◆ Description of the task ◆
If a line in the data holds "direction", copy that line out in full.

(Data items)
=== Begin Enclosure ===

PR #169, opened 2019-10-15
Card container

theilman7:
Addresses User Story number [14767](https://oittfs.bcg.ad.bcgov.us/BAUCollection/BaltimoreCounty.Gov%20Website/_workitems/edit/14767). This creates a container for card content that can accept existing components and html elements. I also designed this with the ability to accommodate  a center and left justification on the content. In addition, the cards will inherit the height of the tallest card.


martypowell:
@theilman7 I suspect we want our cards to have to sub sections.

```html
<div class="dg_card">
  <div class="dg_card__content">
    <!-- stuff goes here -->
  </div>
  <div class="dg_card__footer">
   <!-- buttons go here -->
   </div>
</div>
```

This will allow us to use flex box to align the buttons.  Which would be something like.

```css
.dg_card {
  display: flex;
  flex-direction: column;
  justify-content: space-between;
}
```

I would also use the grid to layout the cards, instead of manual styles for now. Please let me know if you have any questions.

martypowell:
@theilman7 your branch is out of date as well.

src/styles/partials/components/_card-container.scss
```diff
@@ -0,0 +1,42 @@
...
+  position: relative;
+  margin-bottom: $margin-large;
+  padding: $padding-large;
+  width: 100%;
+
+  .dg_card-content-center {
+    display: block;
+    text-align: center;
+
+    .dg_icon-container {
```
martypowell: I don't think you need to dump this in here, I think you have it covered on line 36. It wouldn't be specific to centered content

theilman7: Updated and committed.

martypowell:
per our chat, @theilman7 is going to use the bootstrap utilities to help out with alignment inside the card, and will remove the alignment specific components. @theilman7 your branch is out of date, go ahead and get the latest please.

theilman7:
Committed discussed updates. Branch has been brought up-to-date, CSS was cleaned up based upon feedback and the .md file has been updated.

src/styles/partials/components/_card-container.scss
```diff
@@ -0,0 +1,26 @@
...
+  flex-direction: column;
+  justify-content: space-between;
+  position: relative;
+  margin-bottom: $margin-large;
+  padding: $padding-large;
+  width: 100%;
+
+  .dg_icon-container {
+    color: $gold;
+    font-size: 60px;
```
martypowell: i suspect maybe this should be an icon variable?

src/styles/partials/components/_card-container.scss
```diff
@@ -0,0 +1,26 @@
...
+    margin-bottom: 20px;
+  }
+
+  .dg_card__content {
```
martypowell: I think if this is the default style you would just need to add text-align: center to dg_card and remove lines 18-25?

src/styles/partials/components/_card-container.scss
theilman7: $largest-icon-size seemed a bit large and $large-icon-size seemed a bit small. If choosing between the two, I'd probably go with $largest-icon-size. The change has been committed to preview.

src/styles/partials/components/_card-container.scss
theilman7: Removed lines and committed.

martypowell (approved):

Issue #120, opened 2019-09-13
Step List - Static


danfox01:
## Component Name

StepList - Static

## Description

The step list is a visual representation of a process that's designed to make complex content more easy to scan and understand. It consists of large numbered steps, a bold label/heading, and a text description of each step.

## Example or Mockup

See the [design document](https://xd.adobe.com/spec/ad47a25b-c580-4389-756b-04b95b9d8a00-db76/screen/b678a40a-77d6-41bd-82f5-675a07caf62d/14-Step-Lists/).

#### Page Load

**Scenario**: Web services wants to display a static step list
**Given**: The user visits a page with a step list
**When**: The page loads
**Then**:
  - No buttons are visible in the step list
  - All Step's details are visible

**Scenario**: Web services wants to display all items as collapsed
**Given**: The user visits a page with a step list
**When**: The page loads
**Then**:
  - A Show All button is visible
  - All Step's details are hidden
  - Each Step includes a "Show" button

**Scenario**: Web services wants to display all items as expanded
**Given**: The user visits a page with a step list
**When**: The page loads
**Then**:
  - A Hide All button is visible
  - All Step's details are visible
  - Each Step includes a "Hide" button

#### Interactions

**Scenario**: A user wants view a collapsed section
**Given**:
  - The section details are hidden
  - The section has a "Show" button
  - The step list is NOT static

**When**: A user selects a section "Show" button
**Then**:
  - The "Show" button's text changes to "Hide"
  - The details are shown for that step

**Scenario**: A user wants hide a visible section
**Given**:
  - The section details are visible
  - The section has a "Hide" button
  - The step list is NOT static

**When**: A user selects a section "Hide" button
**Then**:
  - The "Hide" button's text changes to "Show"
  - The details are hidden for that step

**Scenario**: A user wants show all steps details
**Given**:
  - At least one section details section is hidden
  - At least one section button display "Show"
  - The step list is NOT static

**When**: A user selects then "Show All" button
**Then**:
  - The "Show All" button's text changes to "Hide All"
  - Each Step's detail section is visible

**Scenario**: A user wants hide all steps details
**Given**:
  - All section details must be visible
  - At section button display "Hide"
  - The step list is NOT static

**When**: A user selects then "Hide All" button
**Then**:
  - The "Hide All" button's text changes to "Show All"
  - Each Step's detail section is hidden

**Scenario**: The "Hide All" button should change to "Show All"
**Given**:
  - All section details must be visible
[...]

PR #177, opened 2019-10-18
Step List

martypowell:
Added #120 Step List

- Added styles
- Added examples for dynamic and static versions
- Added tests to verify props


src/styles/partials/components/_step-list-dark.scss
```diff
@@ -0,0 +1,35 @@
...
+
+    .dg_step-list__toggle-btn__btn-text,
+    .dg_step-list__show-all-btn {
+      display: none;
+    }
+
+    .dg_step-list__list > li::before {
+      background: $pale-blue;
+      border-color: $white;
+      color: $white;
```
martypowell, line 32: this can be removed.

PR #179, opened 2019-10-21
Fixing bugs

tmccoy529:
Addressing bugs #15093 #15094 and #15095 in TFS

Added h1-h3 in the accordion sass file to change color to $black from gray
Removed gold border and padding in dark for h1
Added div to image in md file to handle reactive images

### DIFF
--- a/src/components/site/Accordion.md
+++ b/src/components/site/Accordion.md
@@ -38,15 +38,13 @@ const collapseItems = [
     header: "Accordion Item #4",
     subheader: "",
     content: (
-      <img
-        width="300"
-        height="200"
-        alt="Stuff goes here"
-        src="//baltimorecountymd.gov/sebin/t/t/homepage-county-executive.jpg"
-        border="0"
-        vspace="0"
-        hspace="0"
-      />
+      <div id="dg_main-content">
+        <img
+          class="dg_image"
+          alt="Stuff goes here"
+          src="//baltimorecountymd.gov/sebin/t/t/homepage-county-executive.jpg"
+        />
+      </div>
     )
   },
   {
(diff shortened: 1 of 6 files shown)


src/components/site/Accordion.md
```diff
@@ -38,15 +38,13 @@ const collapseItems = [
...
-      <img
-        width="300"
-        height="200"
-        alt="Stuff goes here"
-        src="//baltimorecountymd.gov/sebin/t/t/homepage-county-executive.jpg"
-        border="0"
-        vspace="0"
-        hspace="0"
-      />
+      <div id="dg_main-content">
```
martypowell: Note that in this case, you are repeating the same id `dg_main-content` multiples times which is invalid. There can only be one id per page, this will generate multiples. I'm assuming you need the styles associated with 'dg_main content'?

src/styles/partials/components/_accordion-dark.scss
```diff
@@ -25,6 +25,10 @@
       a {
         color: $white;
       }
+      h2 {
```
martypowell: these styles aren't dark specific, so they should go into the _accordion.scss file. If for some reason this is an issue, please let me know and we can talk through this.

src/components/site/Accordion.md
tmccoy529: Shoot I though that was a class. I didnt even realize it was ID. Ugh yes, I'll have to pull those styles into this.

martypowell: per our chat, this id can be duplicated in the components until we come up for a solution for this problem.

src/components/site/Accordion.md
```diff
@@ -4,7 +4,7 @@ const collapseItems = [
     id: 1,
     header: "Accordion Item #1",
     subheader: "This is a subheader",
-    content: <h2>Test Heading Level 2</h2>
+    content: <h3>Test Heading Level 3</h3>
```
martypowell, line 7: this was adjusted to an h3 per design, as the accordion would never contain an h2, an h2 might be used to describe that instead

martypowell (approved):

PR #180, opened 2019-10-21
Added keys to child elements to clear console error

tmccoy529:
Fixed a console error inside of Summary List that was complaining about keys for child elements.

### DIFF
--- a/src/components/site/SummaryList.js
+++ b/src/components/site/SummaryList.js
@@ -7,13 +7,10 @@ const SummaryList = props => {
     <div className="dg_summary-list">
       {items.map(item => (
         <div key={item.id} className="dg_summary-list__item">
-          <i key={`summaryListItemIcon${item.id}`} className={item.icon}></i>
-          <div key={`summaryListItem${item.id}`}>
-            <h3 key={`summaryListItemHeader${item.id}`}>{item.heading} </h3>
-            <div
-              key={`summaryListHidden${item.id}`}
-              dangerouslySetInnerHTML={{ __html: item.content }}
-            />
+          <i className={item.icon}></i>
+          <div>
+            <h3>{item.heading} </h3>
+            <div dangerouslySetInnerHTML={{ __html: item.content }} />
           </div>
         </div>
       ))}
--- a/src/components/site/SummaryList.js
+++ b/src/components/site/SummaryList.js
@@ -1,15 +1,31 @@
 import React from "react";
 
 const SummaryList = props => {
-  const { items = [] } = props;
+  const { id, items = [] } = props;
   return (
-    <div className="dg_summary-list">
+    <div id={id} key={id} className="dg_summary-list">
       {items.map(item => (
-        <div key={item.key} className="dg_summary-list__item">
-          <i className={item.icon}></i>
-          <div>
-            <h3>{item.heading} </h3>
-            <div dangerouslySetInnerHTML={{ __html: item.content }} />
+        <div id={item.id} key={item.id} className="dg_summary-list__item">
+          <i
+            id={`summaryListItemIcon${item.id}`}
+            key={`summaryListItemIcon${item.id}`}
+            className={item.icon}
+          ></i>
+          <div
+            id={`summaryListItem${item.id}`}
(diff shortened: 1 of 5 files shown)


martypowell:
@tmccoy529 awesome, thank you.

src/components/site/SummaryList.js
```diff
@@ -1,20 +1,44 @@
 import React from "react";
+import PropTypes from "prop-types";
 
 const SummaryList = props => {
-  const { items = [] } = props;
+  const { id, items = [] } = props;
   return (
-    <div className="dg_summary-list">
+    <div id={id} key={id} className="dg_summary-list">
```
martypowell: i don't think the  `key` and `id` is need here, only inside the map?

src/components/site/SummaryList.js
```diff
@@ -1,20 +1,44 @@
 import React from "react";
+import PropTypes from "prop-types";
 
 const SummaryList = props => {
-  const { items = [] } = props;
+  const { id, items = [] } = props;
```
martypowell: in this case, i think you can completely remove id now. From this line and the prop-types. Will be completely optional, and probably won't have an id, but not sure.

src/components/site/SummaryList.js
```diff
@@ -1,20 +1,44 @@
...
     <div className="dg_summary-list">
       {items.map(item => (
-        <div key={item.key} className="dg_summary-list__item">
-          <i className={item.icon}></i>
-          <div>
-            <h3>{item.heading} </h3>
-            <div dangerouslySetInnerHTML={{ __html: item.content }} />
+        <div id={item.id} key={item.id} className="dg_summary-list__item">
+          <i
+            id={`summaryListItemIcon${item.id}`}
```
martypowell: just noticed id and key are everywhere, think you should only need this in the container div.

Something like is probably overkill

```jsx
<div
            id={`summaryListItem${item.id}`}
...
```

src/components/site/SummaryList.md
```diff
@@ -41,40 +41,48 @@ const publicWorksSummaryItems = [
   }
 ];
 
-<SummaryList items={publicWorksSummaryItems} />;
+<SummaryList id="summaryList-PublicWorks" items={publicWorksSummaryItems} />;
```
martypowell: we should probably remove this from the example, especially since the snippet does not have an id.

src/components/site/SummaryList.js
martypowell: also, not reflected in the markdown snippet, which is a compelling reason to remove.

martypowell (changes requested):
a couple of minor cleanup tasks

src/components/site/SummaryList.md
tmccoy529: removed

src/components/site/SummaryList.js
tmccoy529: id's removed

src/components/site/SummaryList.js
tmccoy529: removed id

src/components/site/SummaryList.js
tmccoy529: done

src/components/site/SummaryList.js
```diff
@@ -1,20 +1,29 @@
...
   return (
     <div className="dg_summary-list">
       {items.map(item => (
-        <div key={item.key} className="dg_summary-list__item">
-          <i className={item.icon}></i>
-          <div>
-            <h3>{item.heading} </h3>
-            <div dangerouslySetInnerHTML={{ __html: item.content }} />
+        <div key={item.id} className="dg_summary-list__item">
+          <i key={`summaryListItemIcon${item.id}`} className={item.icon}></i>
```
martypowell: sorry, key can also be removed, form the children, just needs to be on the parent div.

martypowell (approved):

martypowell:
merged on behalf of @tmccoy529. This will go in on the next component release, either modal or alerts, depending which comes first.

=== End Enclosure ===

◆ Task result ◆
  flex-direction: column;
+  flex-direction: column;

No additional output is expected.